# Off Bike > Ankündigungen und Fragen zum Board >  Kann keine PMs mehr schreiben

## DH_P

da mich irgendein ganz witziger schlecht bewertet hat, kann i keine pm`s mehr schreiben!

@noox des kann`s ja net sein, da reisst ma se zamm, benimmt sich normal und dann sowas.... :Embarrassment:

----------


## Innsbruuucker

Was war da los?
DH_P bitte schreib mir eine email an samuel_lantschner@yahoo.de
kann dir ja nicht schreiben.

Mich würde interessieren was da los war^^
Bin gerade dabei ihm mein Bike zu verkaufen  :Smile:  bzw. seinem Freund.

----------


## DH_P

mach ma!

----------


## DH_P

@negativer bewerter: man(n) sieht sich! :Wink:

----------


## noox

Paar kurze Erläuterungen:
- Negative Bewertungen zählen immer nur die Hälfte von positiven.
- Ein User kann ein anderen User nicht sofort wieder negativ bewerten. D.h. du bist von verschiedenen Usern negativ bewertet worden.
- Ab einer bestimmten Anzahl negativer Bewertungen kann man keine PMs mehr schreiben.

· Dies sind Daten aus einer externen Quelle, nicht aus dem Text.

PR #730, opened 2022-05-27
Adding sections on use type clause and on naming conflicts

gusthoff:
Adding sections:
- "Use type clause"
- "Use clauses and naming conflicts"


gusthoff:
Thanks for all the comments! I adapted the text accordingly. Also, I changed similar usages in other (older) sections.

PR #745, opened 2022-06-25
Adding comments on well-defined behavior of Unchecked_Conversion

### LINKED ISSUE #504: Review Unchecked_Conversion for correctness in Ada for the C developer
In this chapter of the book: https://learn.adacore.com/courses/Ada_For_The_Embedded_C_Developer/chapters/06_Translation.html#

the following statement is made:
"Also note that Unchecked_Conversion can only be instantiated for constrained types"

However, per the standard http://www.ada-auth.org/standards/12aarm/html/AA-13-9.html
"The size of the formal parameter S in an instance of Unchecked_Conversion is that of its subtype. [This is the actual subtype passed to Source, except when the actual is an unconstrained composite subtype, in which case the subtype is constrained by the bounds or discriminants of the value of the actual expression passed to S.]"

I have written a reproducer with Unchecked_Conversion instantiated for an unconstrained array which does compile:
```
begin
   declare
      type Payload is record
         I : Integer;
         F : Float;
      end record;

      function Process (Data : String) return Payload is
         subtype Input_String is String (Data'First .. Data'Last);
         function Convert is new Ada.Unchecked_Conversion (Source => Input_String, Target => Payload);
--           Heap_Data  : String := new String'(Data);
--           Return_Value : Payload with Address => Data'Address;
         Return_Value : Payload;
      begin
--           Put_Line ( Data'Size'Image );
--           Put_Line ( Convert (Data)'Size'Image);
--           return Convert (Data);
         Return_Value := Convert ( Data );
         Put_Line (Return_Value.F'Valid'Image);
         return Return_Value;
      end Process;
      P : Payload;
   begin
      P := Process ("CATS ARE AWESOME");
      Put_Line (P.I'Image);
      Put_Line (P.F'Image);
   end;
end Main;
```

gusthoff:
Fix #504

### DIFF
--- a/content/courses/Ada_For_The_Embedded_C_Developer/chapters/06_Translation.rst
+++ b/content/courses/Ada_For_The_Embedded_C_Developer/chapters/06_Translation.rst
@@ -1548,8 +1548,29 @@ in the source object is automatically reflected in the target object (and
 vice-versa). In the end, the choice between unchecked conversions and overlays
 depends on the level of performance that you want to achieve.
 
-Also note that :ada:`Unchecked_Conversion` can only be instantiated for
-constrained types. In order to rewrite the examples using bit-fields that we've
+Also note that :ada:`Unchecked_Conversion` will only have defined behavior
+when instantiated for constrained types. For example, we shouldn't use this
+kind of conversion:
+
+.. code-block:: ada
+
+   Ada.Unchecked_Conversion (Source => String,
+                             Target => Integer);
+
+Although this compiles, the behavior will only be well-defined in those cases
+when :ada:`Source'Size = Target'Size`. Therefore, instead of using an
+unconstrained type for :ada:`Source`, we should use a subtype that matches this
+expectation:
+
+.. code-block:: ada
+
+   subtype Integer_String is String (1 .. Integer'Size / Character'Size);
+
+   function As_Integer is new
+     Ada.Unchecked_Conversion (Source => Integer_String,
+                               Target => Integer);
+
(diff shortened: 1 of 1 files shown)


content/courses/Ada_For_The_Embedded_C_Developer/chapters/06_Translation.rst
```diff
@@ -1548,8 +1548,29 @@ in the source object is automatically reflected in the target object (and
 vice-versa). In the end, the choice between unchecked conversions and overlays
 depends on the level of performance that you want to achieve.
 
-Also note that :ada:`Unchecked_Conversion` can only be instantiated for
-constrained types. In order to rewrite the examples using bit-fields that we've
+Also note that :ada:`Unchecked_Conversion` will only have defined behavior
```
pat-rogers, line 1551: A side comment, not important in itself. Since the name of the generic is Ada.Unchecked_Conversion, and since Unchecked_Conversion is still a valid unit name, I suggest you say "unchecked conversion" when you're talking about the semantic effect rather than the unit name.

pat-rogers (approved):

content/courses/Ada_For_The_Embedded_C_Developer/chapters/06_Translation.rst
gusthoff: Yes, I agree. I've just changed a few instances of it in the text.

pat-rogers (approved):

PR #747, opened 2022-06-25
Adding simple explanation about .ads/.adb files

### LINKED ISSUE #578: .ads files not explained at the point they are introduced
I hope you don't mind if I post my impressions as I go. As someone who has written docs, I'm probably more nit-picky than most. If my comments aren't useful, please let me know.

At the point you introduce .ads files, there's no explanation of what they are. For anyone who hasn't used Modula, their role and usage is not obvious. I had to google to put them into some context. 

https://learn.adacore.com/courses/intro-to-ada/chapters/subprograms.html

To the new user from languages like Python, C# & Java they might look like an irritation. A crisp explanation of their advantages to both the compiler and the developer might help cushion the blow.

gusthoff:
Fix #578

### DIFF
--- a/content/courses/intro-to-ada/chapters/subprograms.rst
+++ b/content/courses/intro-to-ada/chapters/subprograms.rst
@@ -73,7 +73,7 @@ This is the implementation of the function above:
    the :ada:`Increment` function above in a file called :file:`increment.ada`.
    From the standard's perspective, this would be completely acceptable.
 
-   The GNAT toolchain, however, requires the following file structure:
+   The GNAT toolchain, however, requires the following file naming scheme:
 
    - files with the `.ads` extension contain the specification, while
 
--- a/content/courses/intro-to-ada/chapters/subprograms.rst
+++ b/content/courses/intro-to-ada/chapters/subprograms.rst
@@ -64,6 +64,32 @@ This is the implementation of the function above:
        return I + Incr;
     end Increment_By;
 
+.. admonition:: In the GNAT toolchain
+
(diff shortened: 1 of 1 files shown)


content/courses/intro-to-ada/chapters/subprograms.rst
```diff
@@ -64,6 +64,32 @@ This is the implementation of the function above:
        return I + Incr;
     end Increment_By;
 
+.. admonition:: In the GNAT toolchain
+
+   The Ada standard doesn't mandate in which file the specification or the
+   implementation of a subprogram must be stored. In other words, the standard
+   doesn't require a specific file structure or specific file name extensions.
+   For example, we could save both the specification and the implementation of
+   the :ada:`Increment` function above in a file called :file:`increment.ada`.
```
pat-rogers, line 73: Maybe go further, to make the point, and use "increment.txt" rather than an extension that at least looks like a source file name?
You can have the entire source code in one file if you want. Dumb, but legal.
For that matter, from the language's point of view, you could use some other representation instead of a file.

content/courses/intro-to-ada/chapters/subprograms.rst
```diff
@@ -64,6 +64,32 @@ This is the implementation of the function above:
...
+   From the standard's perspective, this would be completely acceptable.
+
+   The GNAT toolchain, however, requires the following file structure:
```
pat-rogers, line 76: Instead of "structure" consider "naming scheme"

PR #752, opened 2022-07-01
Adding section on Unchecked Deallocation

gusthoff:


content/courses/advanced-ada/chapters/access_types.rst
```diff
@@ -294,14 +294,289 @@ Unchecked Access
...
+       procedure Free is
+         new Ada.Unchecked_Deallocation
+           (Object => Integer,
+            Name   => Integer_Access);
+    end Integer_Types;
+
+Here, we declare the :ada:`Free` procedure, which we can then use to deallocate
+objects that were allocated for the :ada:`Integer_Access` type.
+
+:ada:`Unchecked_Deallocation` is a generic procedure that we can instantiate
```
pat-rogers, line 326: I suggest :ada:`Ada.Unchecked_Deallocation` throughout, to avoid confusion with the old name that is still legal and available.

content/courses/advanced-ada/chapters/access_types.rst
```diff
@@ -294,14 +294,289 @@ Unchecked Access
...
+       I := new Integer;
+
+       Free (I);
+       Free (I);
+       Free (I);
+    end Show_Unchecked_Deallocation;
+
+The multiple calls to :ada:`Free` in this example don't cause any issues. In
+fact, calling :ada:`Free` to an access value that is equal to :ada:`null` is
+simply ignored.
```
pat-rogers, line 460: Do you want to talk about the danger of calling Free on the same designated object using another access value also designating that same object?

content/courses/advanced-ada/chapters/access_types.rst
```diff
@@ -294,14 +294,289 @@ Unchecked Access
...
+the corresponding access value is set to :ada:`null`. In this case, we can
+check for :ada:`null` to detect a dangling reference and avoid dereferencing
+it.
+
+The strategy of checking for :ada:`null` before trying to dereferencing the
+access value works fine for :ada:`I_1`, but not for :ada:`I_2`, as we can see
+when running the example above. In the case of :ada:`I_2`, the access value is
+not :ada:`null`: :ada:`I_2` points to an object that doesn't exist anymore. As
+expected, dereferencing :ada:`I_2` raises the :ada:`Constraint_Error`
+exception.
```
pat-rogers, line 520: The evaluation of a dangling reference is erroneous, meaning the behavior in that case is undefined. If the compiler can detect the situation it can raise C_E, but more likely it will just give junk results for the dereference, or worse yet appear to work correctly if the junk is a valid value, or launch rockets, or anything else. This issue is discussed in RM 13.9.1 (13) and especially 13.11.2 (15).

content/courses/advanced-ada/chapters/access_types.rst
gusthoff: I added a new subsection on dangling references (after this one) that discuss calls to `Free` when two access values are used.

gusthoff: Just let me know if I should add another example.

content/courses/advanced-ada/chapters/access_types.rst
gusthoff: Good point! The code example was actually wrong. (This is now corrected.) Also, I rewrote this part to emphasize that the behavior is undefined.

content/courses/advanced-ada/chapters/access_types.rst
```diff
@@ -294,14 +294,402 @@ Unchecked Access
...
+       if I_2 /= null then
+          Put_Line ("I_2 = " & Integer'Image (I_2.all));
+       end if;
+    end Show_Unchecked_Deallocation;
+
+In this example, we allocate an object for :ada:`I_1` and make :ada:`I_2` point
+to the same object. Note, however, that we call :ada:`Free` for :ada:`I_1`, but
+not for :ada:`I_2`. Therefore, after that call to :ada:`Free`,
+:ada:`I_1 = null`, but :ada:`I_2` still points to the object originally
+allocated for :ada:`I_1`.
```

=> zusammenreißen und vernünftige Beiträge schreiben. Vielleicht kommt dann auch mal eine positive Bewertung und du kannst wieder PMs schreiben. Für den Titel alleine gehörter dir ja schon wieder eine negative Bewertung. 

Hab den Thread dorthin verschoben, wo er hingehört.

----------


## stephan-

Es wäre doch besser, wenn diese Bewertungen dazu führen würden, dass keine Beiträge mehr geschrieben werden können (bzw. eben unsichtbar sind), ohne das sie von einem Admin/Mod abgesegnet und für sinnvoll und bereichernd empfunden werden. Der Mod kann den Beitrag, wenn er etwas taugt, dann freischalten oder eben löschen.
Nur als kleine Idee.  :Smile:

----------


## noox

Für User, die Ärger machen, mach ich mir nicht noch zusätzlich Arbeit. Wobei eh sein kann, dass das passiert, wenn man weiterhin negativ bewertet wird. Kann mich nimmer erinnern - war schon länger nicht mehr notwendig.

----------


## stephan-

War ja nur eine Überlegung  :Mr Purple:

----------


## georg

> da mich irgendein ganz witziger schlecht bewertet hat


 Ja?  :Stick Out Tongue:   :Smile: 



> des kann`s ja net sein, da reisst ma se zamm, benimmt sich normal


 Tjo.. zuerst denken dann schreiben hätte das verhindert.

----------


## DH_P

ihr miasts ja olle vorzeige-schwiegersöhne sei, ha?! :Cool: 

...goarnet gwusst, dass so verklemmte leit gibt de downhill foahrn...

----------


## georg

Immer das gleiche.. irgendein Typ weiß nicht wo die Grenze zwischen lustig und nimmer lustig ist und dann fängt das Jammern und Lamentieren an. Verklemmte, prüde Opas usw.

GÄHN.  :Thumb Down: 

 :Yay2:   :Bicycle:

----------


## DH_P

scheinbar host des ja scho öfter ghört... :Embarrassment:  :Jester:  :Jester:  :Jester:  
samma froh das net olle daham stricken, gell... :Wink:

----------


## georg

Mein selbstgestrickter Schal ist schon urlang. Wetten, meiner ist länger als deiner?   :Lol:

----------


## noox

Solche User kommen und gehen. Manche lernens auch. Wir bleiben!

----------


## DH_P

> Mein selbstgestrickter Schal ist schon urlang. Wetten, meiner ist länger als deiner?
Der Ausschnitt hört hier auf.